### [Task brief]
Could you filter the records below and return each line that holds "Adding"?
[Material for this task — start]
PR #533, opened 2020-08-27
Adding an optional custom panel to the sidebar

mnowacki-b:
Adding ability to extend the Sidebar with a custom panel that will be displayed at the top (see screenshot below).

Screen Shot 2020-08-26 at 7 17 29 PM

### DIFF
--- a/src/index.ts
+++ b/src/index.ts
[Material for this task — finish]
### [Solution]
Adding an optional custom panel to the sidebar
Adding ability to extend the Sidebar with a custom panel that will be displayed at the top (see screenshot below).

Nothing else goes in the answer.